■ **EXCERPTED DATA**
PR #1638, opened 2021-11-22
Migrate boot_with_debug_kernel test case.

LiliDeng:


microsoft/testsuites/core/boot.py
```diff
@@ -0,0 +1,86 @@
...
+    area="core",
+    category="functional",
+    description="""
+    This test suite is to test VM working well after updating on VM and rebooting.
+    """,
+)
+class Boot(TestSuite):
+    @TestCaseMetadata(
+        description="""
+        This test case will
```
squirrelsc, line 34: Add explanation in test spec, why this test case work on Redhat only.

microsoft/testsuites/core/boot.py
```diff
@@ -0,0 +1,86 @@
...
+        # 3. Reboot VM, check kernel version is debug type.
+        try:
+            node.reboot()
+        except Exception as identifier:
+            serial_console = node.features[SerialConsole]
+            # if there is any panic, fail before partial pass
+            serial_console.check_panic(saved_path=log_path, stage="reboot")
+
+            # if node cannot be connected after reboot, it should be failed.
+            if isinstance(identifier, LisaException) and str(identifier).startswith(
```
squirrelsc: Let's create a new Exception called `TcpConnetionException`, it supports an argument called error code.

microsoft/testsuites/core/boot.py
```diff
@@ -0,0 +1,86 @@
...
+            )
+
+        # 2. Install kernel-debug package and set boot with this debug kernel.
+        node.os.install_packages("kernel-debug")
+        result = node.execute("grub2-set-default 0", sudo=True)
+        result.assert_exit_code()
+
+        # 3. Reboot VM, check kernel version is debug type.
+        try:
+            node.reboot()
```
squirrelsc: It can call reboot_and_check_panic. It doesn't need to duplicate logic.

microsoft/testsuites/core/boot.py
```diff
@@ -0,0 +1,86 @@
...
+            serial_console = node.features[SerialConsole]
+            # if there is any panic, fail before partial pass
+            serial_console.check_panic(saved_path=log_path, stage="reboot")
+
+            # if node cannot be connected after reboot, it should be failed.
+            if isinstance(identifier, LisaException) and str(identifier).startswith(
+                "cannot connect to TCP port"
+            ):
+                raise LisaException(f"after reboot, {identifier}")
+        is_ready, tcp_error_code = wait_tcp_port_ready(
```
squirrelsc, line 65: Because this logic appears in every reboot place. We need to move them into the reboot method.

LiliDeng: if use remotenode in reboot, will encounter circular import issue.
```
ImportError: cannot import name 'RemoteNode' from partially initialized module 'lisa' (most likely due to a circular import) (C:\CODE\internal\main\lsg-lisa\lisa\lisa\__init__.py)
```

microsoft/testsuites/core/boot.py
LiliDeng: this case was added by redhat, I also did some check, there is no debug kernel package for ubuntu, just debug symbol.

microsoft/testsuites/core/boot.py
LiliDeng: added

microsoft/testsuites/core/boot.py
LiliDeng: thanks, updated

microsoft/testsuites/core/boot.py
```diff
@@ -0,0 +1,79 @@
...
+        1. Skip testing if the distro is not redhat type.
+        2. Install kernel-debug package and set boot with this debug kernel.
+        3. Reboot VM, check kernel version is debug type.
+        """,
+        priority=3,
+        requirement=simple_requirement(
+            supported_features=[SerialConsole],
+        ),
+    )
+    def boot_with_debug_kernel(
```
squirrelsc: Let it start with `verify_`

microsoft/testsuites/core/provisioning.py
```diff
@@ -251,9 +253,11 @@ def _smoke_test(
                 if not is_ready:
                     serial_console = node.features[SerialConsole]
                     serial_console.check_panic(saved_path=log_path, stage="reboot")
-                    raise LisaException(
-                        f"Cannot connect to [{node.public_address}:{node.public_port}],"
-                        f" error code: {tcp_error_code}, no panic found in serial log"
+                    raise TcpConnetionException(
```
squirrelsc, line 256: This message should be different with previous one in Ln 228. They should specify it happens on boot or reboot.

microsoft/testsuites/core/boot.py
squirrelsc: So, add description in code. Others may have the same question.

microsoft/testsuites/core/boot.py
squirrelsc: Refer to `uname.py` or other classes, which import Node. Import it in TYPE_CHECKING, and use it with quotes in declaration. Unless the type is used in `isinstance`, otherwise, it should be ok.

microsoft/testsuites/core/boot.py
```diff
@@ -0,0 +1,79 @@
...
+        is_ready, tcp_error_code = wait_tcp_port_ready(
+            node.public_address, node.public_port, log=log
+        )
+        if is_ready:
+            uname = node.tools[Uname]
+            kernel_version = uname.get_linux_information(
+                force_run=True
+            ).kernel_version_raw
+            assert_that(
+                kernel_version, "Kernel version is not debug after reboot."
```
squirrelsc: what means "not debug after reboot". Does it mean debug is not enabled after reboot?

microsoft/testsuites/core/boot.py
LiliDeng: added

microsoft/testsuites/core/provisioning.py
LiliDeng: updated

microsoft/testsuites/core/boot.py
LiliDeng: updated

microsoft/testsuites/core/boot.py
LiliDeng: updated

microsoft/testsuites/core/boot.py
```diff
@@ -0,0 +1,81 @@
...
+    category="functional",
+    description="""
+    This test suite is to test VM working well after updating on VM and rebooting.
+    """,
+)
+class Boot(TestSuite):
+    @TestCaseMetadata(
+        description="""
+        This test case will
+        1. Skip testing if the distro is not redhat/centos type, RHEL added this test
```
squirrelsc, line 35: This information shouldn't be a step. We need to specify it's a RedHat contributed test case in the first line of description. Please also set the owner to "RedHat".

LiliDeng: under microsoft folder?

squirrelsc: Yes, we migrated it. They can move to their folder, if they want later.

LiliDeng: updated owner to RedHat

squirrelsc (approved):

■ **WHAT THE EXERCISE ASKS**
A line belongs in the answer if it contains the word "owner"; please copy each such line from the material.

■ **PROBLEM SOLUTION**
squirrelsc, line 35: This information shouldn't be a step. We need to specify it's a RedHat contributed test case in the first line of description. Please also set the owner to "RedHat".
LiliDeng: updated owner to RedHat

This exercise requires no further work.